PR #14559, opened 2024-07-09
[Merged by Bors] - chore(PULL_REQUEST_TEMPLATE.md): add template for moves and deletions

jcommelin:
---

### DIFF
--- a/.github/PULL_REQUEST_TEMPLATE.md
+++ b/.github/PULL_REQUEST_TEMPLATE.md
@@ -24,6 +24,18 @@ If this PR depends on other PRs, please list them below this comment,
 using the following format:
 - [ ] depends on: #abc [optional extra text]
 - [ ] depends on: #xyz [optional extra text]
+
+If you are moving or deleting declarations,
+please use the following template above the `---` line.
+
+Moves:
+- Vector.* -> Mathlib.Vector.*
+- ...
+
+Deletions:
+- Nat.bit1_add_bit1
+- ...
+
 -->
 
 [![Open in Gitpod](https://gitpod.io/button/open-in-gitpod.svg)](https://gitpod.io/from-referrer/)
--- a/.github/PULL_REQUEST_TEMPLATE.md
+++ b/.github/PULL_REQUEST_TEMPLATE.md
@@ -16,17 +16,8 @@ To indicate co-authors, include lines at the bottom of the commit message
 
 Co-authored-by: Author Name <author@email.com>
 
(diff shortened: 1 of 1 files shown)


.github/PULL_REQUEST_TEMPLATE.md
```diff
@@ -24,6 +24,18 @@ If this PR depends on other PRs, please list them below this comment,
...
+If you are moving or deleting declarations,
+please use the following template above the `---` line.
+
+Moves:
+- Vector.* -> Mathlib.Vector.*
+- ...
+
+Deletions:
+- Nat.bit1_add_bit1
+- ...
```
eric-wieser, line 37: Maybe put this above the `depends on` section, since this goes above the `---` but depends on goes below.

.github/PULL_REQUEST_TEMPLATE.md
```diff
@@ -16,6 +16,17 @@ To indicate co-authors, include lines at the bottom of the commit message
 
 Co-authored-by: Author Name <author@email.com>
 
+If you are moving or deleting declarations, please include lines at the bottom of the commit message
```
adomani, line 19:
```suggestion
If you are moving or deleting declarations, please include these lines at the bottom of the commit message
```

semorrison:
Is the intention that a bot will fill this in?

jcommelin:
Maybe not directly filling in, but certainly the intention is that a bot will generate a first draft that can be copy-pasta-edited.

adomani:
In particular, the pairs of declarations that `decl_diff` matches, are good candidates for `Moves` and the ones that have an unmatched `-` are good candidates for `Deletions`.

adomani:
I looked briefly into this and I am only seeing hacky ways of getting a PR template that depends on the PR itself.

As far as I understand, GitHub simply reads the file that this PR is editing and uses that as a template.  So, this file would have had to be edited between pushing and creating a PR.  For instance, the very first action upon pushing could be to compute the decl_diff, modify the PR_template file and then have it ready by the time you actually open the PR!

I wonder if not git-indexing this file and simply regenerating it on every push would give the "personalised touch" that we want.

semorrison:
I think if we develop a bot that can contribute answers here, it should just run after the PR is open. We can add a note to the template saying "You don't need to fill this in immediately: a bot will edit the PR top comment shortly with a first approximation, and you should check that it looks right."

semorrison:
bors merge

-----

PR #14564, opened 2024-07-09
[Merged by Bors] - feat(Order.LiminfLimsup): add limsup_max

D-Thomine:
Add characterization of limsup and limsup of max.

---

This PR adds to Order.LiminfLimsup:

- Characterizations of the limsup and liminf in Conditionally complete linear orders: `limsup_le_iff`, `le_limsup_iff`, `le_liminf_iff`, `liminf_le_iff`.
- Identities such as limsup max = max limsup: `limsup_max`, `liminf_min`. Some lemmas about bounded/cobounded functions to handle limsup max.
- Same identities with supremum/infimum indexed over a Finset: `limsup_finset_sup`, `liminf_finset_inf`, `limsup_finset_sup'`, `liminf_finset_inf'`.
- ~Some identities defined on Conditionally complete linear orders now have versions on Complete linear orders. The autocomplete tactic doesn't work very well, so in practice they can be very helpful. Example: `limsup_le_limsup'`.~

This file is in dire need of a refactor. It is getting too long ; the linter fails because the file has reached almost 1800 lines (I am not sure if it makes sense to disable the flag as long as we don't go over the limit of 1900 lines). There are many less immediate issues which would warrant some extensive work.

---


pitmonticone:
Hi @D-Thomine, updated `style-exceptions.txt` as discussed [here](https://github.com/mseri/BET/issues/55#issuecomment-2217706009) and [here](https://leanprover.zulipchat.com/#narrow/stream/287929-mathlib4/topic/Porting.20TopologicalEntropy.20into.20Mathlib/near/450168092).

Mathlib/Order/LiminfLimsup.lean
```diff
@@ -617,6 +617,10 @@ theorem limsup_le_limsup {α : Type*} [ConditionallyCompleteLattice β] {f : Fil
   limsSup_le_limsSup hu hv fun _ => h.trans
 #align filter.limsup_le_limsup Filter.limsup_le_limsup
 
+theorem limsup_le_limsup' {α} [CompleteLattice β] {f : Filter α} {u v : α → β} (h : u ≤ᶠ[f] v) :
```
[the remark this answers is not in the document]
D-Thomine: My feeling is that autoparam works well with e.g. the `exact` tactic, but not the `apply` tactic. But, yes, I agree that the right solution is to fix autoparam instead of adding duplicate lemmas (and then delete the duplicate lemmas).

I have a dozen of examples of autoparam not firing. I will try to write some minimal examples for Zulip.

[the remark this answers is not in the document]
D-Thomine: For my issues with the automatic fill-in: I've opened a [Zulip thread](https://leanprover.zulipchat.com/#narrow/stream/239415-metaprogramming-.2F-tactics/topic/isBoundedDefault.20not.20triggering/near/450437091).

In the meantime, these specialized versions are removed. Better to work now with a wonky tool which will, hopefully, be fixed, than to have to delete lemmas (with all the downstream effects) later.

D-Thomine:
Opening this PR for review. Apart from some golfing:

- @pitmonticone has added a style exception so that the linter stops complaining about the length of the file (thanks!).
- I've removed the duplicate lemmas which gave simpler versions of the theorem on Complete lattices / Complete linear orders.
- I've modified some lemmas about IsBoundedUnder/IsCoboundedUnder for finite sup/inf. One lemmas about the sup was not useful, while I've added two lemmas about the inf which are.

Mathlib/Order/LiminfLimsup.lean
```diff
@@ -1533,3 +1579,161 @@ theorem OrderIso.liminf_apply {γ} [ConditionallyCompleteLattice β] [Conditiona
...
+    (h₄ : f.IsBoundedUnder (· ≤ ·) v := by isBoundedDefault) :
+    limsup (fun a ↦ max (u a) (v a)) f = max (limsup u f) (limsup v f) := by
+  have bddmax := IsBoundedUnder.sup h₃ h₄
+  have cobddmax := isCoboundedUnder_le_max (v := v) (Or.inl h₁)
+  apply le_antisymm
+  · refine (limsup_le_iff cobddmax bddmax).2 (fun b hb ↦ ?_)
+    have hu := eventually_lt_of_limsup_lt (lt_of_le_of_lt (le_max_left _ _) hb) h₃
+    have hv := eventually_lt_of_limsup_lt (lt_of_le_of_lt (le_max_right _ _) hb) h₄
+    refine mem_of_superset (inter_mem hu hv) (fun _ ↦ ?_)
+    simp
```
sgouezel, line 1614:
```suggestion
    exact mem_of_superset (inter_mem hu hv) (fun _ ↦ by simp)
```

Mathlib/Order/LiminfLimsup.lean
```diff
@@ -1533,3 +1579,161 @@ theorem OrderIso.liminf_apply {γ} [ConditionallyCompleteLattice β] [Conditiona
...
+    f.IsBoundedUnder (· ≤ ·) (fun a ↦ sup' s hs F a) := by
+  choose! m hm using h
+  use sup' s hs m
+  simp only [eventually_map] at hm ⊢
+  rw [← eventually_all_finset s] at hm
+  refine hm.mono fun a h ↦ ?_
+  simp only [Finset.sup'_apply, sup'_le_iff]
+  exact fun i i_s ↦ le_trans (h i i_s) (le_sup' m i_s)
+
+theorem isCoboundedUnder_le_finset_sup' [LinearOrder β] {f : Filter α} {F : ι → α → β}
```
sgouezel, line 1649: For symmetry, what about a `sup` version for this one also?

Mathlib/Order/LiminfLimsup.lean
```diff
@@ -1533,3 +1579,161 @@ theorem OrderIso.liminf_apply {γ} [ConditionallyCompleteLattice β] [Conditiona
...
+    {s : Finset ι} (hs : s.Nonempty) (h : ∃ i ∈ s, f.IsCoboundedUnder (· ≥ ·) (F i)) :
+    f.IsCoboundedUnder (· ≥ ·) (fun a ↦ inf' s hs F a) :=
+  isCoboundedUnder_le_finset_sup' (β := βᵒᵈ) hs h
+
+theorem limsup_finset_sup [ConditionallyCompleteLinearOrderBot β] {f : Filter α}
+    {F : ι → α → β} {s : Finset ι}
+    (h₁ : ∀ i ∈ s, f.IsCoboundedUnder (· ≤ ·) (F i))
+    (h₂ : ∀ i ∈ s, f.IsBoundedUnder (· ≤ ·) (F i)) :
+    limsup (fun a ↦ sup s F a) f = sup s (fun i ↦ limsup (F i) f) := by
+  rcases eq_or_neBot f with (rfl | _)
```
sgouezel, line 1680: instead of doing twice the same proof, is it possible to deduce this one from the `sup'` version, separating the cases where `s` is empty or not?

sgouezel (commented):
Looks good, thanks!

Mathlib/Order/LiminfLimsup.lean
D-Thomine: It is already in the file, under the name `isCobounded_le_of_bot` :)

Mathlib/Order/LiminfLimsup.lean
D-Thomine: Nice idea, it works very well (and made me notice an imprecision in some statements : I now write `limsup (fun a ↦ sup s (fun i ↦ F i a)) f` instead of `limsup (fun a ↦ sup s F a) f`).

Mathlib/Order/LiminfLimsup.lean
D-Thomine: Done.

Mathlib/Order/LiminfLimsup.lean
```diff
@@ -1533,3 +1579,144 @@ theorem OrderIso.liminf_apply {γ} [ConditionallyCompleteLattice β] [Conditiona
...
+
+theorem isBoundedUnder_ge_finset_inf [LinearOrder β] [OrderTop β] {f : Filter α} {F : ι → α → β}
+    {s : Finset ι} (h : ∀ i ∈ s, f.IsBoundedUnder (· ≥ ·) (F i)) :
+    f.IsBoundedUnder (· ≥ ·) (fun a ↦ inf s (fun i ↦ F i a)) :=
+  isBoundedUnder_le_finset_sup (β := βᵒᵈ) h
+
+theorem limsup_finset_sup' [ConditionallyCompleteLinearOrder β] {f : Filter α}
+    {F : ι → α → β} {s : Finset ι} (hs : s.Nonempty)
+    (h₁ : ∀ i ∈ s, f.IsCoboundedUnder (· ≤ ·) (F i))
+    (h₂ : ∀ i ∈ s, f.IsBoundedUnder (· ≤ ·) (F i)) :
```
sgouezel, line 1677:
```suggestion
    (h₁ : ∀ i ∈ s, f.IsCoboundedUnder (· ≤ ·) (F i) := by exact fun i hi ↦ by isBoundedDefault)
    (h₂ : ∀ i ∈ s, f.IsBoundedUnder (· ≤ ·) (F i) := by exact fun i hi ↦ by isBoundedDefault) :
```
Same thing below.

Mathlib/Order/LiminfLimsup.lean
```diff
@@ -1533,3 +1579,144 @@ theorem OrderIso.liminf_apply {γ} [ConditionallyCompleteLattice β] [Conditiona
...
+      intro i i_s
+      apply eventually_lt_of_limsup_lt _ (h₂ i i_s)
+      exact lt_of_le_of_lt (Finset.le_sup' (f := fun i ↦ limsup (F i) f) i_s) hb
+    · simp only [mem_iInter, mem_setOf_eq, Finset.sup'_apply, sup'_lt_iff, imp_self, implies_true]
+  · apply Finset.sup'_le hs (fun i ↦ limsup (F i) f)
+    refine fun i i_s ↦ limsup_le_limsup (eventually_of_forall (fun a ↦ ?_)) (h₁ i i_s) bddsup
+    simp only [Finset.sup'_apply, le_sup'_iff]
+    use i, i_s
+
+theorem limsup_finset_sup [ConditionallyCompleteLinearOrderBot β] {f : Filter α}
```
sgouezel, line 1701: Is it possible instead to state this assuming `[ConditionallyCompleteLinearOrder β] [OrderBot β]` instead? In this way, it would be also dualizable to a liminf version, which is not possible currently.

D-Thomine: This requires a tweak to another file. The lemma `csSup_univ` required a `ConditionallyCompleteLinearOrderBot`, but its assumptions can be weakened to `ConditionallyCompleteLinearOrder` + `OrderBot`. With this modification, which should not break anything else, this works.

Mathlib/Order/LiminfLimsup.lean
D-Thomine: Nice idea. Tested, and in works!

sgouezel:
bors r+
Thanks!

-----

* [WORK INSTRUCTIONS]
Of the entries above, repeat exactly the lines between the line with "- Characterizations of" and the line with "- Same identities", inclusive, and no others.

* [ANSWER SPACE]
- Characterizations of the limsup and liminf in Conditionally complete linear orders: `limsup_le_iff`, `le_limsup_iff`, `le_liminf_iff`, `liminf_le_iff`.
- Identities such as limsup max = max limsup: `limsup_max`, `liminf_min`. Some lemmas about bounded/cobounded functions to handle limsup max.
- Same identities with supremum/infimum indexed over a Finset: `limsup_finset_sup`, `liminf_finset_inf`, `limsup_finset_sup'`, `liminf_finset_inf'`.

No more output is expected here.